---- SOURCE DATA

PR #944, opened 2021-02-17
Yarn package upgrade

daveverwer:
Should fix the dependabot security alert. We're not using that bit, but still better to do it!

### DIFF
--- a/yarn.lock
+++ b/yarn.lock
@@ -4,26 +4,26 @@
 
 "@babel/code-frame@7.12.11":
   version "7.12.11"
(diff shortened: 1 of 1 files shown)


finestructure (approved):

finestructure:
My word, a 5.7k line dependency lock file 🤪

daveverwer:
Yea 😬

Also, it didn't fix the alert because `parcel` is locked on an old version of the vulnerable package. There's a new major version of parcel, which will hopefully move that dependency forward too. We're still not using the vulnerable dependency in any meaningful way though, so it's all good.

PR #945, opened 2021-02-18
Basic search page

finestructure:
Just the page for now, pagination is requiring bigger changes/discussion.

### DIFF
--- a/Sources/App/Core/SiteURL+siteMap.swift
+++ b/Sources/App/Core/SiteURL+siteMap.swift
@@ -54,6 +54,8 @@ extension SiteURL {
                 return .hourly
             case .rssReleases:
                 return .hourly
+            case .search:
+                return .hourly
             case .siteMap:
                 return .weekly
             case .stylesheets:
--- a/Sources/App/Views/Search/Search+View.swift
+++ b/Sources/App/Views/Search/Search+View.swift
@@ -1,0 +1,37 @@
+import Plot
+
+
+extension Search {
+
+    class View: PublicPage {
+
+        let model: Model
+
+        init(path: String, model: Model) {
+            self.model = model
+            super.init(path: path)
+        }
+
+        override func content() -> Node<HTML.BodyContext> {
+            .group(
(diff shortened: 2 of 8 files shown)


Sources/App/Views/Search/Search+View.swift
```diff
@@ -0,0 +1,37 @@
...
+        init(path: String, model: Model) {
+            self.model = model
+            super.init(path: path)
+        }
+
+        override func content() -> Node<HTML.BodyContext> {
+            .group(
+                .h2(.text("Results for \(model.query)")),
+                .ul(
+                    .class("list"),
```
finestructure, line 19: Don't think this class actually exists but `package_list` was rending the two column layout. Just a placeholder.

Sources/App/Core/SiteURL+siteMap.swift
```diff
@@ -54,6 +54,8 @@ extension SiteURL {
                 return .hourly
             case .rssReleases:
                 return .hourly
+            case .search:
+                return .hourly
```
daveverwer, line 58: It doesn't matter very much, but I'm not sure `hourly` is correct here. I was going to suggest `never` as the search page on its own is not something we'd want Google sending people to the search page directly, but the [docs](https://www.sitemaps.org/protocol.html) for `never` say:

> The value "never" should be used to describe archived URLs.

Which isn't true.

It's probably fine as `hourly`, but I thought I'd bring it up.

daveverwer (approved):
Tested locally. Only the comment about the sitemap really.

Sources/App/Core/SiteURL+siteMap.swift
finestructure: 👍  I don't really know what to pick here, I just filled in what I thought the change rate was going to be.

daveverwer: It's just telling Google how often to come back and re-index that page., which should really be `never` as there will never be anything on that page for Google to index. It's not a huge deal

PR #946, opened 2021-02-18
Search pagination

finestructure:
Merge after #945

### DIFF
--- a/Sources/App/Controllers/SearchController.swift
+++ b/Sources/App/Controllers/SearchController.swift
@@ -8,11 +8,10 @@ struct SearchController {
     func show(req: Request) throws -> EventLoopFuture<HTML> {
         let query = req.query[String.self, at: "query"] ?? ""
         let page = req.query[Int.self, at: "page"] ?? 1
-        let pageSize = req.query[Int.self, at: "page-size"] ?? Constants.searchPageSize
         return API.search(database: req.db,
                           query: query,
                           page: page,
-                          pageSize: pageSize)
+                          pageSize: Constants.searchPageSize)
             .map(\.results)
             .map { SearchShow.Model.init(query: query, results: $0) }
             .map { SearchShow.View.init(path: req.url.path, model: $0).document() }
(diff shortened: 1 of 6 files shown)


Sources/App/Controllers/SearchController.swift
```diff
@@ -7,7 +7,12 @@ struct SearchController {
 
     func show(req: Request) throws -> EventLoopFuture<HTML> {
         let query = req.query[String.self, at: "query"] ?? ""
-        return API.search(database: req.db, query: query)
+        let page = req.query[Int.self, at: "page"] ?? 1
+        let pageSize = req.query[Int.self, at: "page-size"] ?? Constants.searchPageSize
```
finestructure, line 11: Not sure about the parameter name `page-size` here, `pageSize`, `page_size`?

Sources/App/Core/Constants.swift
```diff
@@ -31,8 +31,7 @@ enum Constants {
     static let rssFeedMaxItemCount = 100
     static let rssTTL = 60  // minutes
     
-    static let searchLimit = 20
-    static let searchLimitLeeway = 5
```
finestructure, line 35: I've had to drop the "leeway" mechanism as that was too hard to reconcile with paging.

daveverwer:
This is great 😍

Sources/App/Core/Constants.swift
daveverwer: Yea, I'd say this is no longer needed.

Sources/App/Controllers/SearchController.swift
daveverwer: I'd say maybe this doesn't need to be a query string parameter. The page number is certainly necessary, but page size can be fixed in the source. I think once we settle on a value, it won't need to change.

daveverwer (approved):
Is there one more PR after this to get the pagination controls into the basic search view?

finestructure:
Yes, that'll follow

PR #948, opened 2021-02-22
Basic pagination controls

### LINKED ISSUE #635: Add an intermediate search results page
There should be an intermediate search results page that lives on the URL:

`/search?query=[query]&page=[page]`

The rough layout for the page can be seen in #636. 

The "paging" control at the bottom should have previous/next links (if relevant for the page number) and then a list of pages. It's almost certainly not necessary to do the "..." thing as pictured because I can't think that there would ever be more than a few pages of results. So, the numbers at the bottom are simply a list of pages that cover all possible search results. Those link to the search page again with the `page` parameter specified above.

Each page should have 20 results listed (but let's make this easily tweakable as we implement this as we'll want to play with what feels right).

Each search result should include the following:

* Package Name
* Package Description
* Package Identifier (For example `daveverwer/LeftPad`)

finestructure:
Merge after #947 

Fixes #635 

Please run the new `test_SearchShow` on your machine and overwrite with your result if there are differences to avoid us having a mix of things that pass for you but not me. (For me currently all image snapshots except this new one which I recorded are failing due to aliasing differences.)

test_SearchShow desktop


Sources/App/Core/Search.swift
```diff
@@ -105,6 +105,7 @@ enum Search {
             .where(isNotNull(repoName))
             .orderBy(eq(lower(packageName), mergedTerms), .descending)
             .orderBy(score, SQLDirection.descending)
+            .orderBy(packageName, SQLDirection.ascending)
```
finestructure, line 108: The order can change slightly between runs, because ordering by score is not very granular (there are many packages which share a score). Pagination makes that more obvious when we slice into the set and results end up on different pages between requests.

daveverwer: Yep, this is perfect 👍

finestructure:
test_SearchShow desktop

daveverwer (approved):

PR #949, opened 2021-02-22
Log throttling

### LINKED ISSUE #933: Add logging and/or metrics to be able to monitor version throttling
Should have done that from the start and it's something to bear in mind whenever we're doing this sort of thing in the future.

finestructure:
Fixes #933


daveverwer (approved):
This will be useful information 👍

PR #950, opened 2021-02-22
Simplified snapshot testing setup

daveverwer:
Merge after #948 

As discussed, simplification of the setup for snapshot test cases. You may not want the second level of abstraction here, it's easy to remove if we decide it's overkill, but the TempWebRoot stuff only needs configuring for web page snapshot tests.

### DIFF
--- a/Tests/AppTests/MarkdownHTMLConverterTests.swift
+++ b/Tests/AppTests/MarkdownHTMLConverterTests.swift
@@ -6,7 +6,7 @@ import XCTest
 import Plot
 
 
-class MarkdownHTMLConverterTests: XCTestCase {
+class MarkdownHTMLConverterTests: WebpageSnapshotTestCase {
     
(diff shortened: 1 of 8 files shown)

--------
---- SOURCE DATA

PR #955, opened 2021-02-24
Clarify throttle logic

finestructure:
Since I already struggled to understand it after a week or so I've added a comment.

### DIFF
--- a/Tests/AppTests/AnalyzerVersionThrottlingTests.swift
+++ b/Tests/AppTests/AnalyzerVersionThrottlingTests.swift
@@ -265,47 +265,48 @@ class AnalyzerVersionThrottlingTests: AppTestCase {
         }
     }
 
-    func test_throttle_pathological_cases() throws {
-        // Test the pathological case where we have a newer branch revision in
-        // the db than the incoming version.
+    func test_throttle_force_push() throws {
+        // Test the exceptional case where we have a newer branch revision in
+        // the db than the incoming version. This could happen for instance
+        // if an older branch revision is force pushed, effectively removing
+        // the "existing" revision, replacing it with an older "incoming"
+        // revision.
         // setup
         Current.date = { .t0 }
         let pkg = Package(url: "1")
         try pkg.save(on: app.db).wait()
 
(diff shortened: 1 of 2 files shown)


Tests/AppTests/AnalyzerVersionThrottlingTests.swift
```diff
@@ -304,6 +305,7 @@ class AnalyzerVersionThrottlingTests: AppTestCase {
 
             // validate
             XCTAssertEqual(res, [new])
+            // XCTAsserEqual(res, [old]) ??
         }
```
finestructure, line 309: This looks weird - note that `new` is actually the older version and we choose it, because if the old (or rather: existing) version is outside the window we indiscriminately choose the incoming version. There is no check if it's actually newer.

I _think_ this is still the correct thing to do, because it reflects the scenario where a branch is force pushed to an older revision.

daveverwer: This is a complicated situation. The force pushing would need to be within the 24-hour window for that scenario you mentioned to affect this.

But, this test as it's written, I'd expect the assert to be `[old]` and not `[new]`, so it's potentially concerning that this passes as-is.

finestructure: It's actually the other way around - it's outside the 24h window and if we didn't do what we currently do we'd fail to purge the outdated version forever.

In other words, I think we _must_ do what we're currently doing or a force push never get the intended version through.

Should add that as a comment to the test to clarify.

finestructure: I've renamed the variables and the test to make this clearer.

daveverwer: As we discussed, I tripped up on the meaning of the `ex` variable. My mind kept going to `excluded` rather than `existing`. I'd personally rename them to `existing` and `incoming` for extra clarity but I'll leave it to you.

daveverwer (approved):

--------
---- SOURCE DATA

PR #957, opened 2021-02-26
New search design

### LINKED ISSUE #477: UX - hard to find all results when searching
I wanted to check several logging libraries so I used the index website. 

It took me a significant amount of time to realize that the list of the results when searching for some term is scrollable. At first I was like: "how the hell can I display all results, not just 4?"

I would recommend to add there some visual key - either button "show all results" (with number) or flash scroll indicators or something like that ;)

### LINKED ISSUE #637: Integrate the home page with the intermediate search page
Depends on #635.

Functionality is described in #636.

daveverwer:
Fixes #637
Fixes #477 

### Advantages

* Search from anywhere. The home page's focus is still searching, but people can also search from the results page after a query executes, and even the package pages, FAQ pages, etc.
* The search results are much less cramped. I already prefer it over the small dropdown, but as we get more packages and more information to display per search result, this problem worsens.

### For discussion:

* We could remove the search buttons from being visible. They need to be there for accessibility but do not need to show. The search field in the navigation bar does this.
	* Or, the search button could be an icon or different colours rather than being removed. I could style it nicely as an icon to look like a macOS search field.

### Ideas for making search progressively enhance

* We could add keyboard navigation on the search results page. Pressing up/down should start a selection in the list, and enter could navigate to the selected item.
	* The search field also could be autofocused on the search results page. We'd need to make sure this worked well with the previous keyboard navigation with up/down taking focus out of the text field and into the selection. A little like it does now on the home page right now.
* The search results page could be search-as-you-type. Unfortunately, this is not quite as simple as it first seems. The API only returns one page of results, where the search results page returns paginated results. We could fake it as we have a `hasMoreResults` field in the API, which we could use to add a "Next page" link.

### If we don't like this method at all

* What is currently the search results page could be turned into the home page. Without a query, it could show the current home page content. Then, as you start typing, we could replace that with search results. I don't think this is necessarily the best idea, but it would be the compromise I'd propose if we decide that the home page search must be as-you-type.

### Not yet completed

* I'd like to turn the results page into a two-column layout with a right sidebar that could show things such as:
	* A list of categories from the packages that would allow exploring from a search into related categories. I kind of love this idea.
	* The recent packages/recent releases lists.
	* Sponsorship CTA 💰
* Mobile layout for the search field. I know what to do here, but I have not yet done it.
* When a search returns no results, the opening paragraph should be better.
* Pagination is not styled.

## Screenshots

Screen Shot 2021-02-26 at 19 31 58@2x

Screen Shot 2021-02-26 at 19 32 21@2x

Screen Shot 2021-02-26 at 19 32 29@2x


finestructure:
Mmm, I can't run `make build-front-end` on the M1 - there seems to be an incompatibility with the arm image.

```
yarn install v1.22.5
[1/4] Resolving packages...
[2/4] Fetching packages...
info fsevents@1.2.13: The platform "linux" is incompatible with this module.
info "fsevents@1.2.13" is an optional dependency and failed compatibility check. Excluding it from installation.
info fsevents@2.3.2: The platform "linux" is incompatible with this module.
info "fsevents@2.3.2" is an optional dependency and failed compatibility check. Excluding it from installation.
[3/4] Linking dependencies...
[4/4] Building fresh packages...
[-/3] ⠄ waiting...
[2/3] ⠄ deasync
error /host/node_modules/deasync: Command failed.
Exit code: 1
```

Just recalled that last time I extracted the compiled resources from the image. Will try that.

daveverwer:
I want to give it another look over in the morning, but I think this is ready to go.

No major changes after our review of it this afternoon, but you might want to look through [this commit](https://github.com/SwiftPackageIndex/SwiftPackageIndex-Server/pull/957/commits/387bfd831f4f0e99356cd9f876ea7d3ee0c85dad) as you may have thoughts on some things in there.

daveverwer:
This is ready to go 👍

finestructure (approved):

--------

There is a line with "PR #944, opened 2021-02-17" and a line with "--- a/Sources/App/Views/Search/Search+View.swift" above. Copy exactly those two lines and all lines between them, with nothing else.

== TASK ANSWER ==
PR #944, opened 2021-02-17
Yarn package upgrade

daveverwer:
Should fix the dependabot security alert. We're not using that bit, but still better to do it!

### DIFF
--- a/yarn.lock
+++ b/yarn.lock
@@ -4,26 +4,26 @@
 
 "@babel/code-frame@7.12.11":
   version "7.12.11"
(diff shortened: 1 of 1 files shown)


finestructure (approved):

finestructure:
My word, a 5.7k line dependency lock file 🤪

daveverwer:
Yea 😬

Also, it didn't fix the alert because `parcel` is locked on an old version of the vulnerable package. There's a new major version of parcel, which will hopefully move that dependency forward too. We're still not using the vulnerable dependency in any meaningful way though, so it's all good.

PR #945, opened 2021-02-18
Basic search page

finestructure:
Just the page for now, pagination is requiring bigger changes/discussion.

### DIFF
--- a/Sources/App/Core/SiteURL+siteMap.swift
+++ b/Sources/App/Core/SiteURL+siteMap.swift
@@ -54,6 +54,8 @@ extension SiteURL {
                 return .hourly
             case .rssReleases:
                 return .hourly
+            case .search:
+                return .hourly
             case .siteMap:
                 return .weekly
             case .stylesheets:
--- a/Sources/App/Views/Search/Search+View.swift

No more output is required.